Große Anerkennung verdient auch Dennis Kühlwein, nicht seinen Laufzeiten wegen, sondern weil er persönliche Ziel mit dem guten Zweck verbindet. Mit seinem Vorhaben, dieses Jahr in jedem Bundesland einen Marathon zu laufen, verbindet er eine Spendenaktion für die Organisation „Athletes for Charity“. Diese kümmert sich um Menschen, hauptsächlich Kinder, die nicht auf der Sonnenseite des Lebens geboren sind.
Letztes Jahr in Kandel auf der halben Distanz unterwegs, wagt sich der sehbehinderte Ralf Arnold dieses Jahr auf die volle Marathondistanz. Am Band geführt wird er dabei von seinem Lauffreund Frank Erle vom LSV Ladenburg Triathlon.

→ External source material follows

PR #3218, opened 2024-03-18
Switch back to subprocessing for llama.cpp

dhiltgen:
This should resolve a number of memory leak and stability defects by allowing us to isolate llama.cpp in a separate process and shutdown when idle, and gracefully restart if it has problems.  This also serves as a first step to be able to run multiple copies to support multiple models concurrently.

Tested on Windows, Linux, Mac.  Nvidia/AMD, and simulated a number of different failure modes to ensure it detected the runner not responding and restarted it on next request.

Der Jubiläums – Halbmarathon wird bei den Männern vermutlich von den Läufern der LAC Quelle Fürth dominiert. Schnellster Mann könnte der dreifache deutscher Meister Seboka Mitku aus Äthopien sein. Kommt er an seine Bestzeit von 1:04:30 h heran, könnte der vor zwei Jahren gelaufene Streckenrekord fallen. Erfahrung auf der Strecke bringt sein Landsmann und Vereinskollege Endisu Getachew mit. 2016 mit 1:06:01 h auf dem dritten Platz und 2017 auf dem zweiten Platz wäre nun die Zeit reif für den Sieg.
Auch dem Sieg zuzutrauen ist Jens Ziganke von der SV Reichenau. Mit einem Sieg 2011 und zwei zweiten Plätzen ist er in Kandel schon bestens bekannt.
Auch bei den Frauen könnte ebenfalls der 2016 von Lisa Hahner aufgestellte Streckenrekord in Gefahr zu sein. Fabienne Amrhein von der MTG Mannheim kommt mit einer persönlichen Bestzeit von 1:13:11 h, gelaufen letztes Jahr in Mainz, nach Kandel und hat das Potential den aktuellen den Streckenrekord (1:14:28 h) zu unterbieten.
Einzig Lena Berg (Engelhorn Sports Team), Siegerin der diesjährigen Winterlaufserie in Rheinzabern, könnte ihr den Sieg streitig machen.
Hoffen wir auf perfektes Laufwetter, wenn am 11. März um 10 Uhr Alexander Schweitzer (MdL) die bunte Läuferschar auf die Strecke schickt. Sollte sich noch jemand kurzfristig für einen Start entscheiden, ist eine Nachmeldung bis eine Stunde vor dem Start noch möglich.
Egal in welchem Leistungssektor man unterwegs ist, eint alle Läufer im Ziel eins. Die Glückseligkeit beim beliebtesten Pfälzer Marathon dabei gewesen zu sein. Dem Motto „schnell – familiär – naturverbunden“ liegt dieses Jahr der Schwerpunkt auf familiär. Und falls die auf den Plakaten so präsente Wildkatze sich wieder nicht zeigt, hat man als Läufer zumindest die Chance den männlichen Verwandten, den Muskelkater als Präsent mit nach Hause zu nehmen.